Not a single villager this writer spoke to, had seen a copy of their FIR, charge sheet or any other case documents pertaining to them even after spending years in prison. Siram Naik, a villager from Dongamati says, In December 2018, when I had gone to welcome the Samvidhan Samman Yatra (Save the Constitution march).that NAPM had organized, I was called to the police station and told by the Sub Divisional Police Officer (SDPO) that there is a warrant against me. We don’t know why they want to arrest us. We think it is because we are fighting for our land and forest rights and justice”.
 
Lawyers in Bhawanipatna town, on conditions of anonymity, who are familiar with the cases say that most of the people aren’t aware of the cases filed against them. Lawyers are paid by the Vedanta Company, to take on such clients and ensure that they aren’t acquitted, they say. Lingaraj Azad, one of the leaders of the people’s forest rights movement Niyamgiri Surakhya Samiti while talking about the recent cases filed against him for protesting against the atrocities of Vedanta Company, says that the movement has no resources for employing lawyers who can keep track of the cases filed against their people. “I didn’t know the status of the cases filed against me, till I was recently arrested again in March 2019, pertaining to a case filed in 2017. I am being pressurised to stop protesting for our rights”, says Lingaraj Azad.

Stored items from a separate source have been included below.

PR #164, opened 2020-04-15
Base removed + fixed Bannerlord and ManAtArms

### LINKED ISSUE #163: Man-at-Arms and Bannerlord are calculating extra? - Perks  - Steward
Steward perks Man-at-Arms & Bannerlord, fixed in an earlier patch seems to be calculating the numbers a bit excessive?
As per the Kingdom page the fiefs are castles and cities only while towns are not considered fiefs, but the perk considers them as fiefs as well, is this intentional or just a bug?

Also a minor graphical issue, Base amount appears twice in the list, once at the top, then a sum of above values before the perks, however they dont double count, but it just appears.

game version 1.0.11

image

Skau:
Resolves #163.

### DIFF
--- a/src/CommunityPatch/Patches/Perks/Endurance/Riding/ConroiPatch.cs
+++ b/src/CommunityPatch/Patches/Perks/Endurance/Riding/ConroiPatch.cs
@@ -63,10 +63,14 @@ namespace CommunityPatch.Patches.Perks.Endurance.Riding {
       var perk = ActivePatch._perk;
 
       var extra = perk.PrimaryBonus * party.MemberRoster.Count(x => x.Character.IsHero && x.Character.HeroObject.GetPerkValue(perk));
-      if (extra <= 0) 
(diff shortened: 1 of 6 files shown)


Tyler-IN:
```cs


		// Token: 0x17000835 RID: 2101
		// (get) Token: 0x06001ADE RID: 6878 RVA: 0x00069815 File Offset: 0x00067A15
		public override bool IsTown
		{
			get
			{
				return !this._isCastle;
			}
		}

		// Token: 0x17000836 RID: 2102
		// (get) Token: 0x06001ADF RID: 6879 RVA: 0x00069820 File Offset: 0x00067A20
		public override bool IsCastle
		{
			get
			{
				return this._isCastle;
			}
		}
```

IsCastle works, IsTown does not.

Skau:
Swapped it around and tested for !IsVillage instead, and after testing it works as expected.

Diminishing media support to highlight the struggle of the people
The Niyamgiri struggle has been one of the most powerful and inspiring ones in the country, with the Supreme Court upholding their demands. Despite this, the intimidation of the state and agents of Vedanta Company continue. “There are people who have been bought over by the company, to stop asking for their rights. We have lost lives like Drika Kadraka from Ambadhuni village who was detained and later committed suicide because of the police torture. However, we all will never stop fighting for our Niyamgiri. We will die if we don’t fight”, says Lado Sikaka. The mainstream media hardly reports any of these testimonies of gross violations. Select media persons who want to maintain their freedom but face immense pressure, on conditions of anonymity, share their grievances and say that even the police give them strict orders not to report violations from Niyamgiri. Hope seems to be eternally alive in young leaders like Siram Naik who signs off by saying, “We are fighting against the Vedanta Company who wants to sell our mountains and forests. We will not leave our God, our, villages, forests and mountains”. The Vedanta Company wants these rocks and what lies underneath to make profit. However they don’t realize that life giving nature is more important.” quips Kadraka.

How far is justice for the people of Niyamgiri and neighbouring hill ranges rich in bauxite which is being hounded by profit making corporates? “We had demanded Rs 50 lakhs as compensation and justice. We demand to know why they killed my school going brother Manda Kadraka and on what basis they identified him as a Maoist? We did not get any justice from anyone till now”, says Drika Kadraka.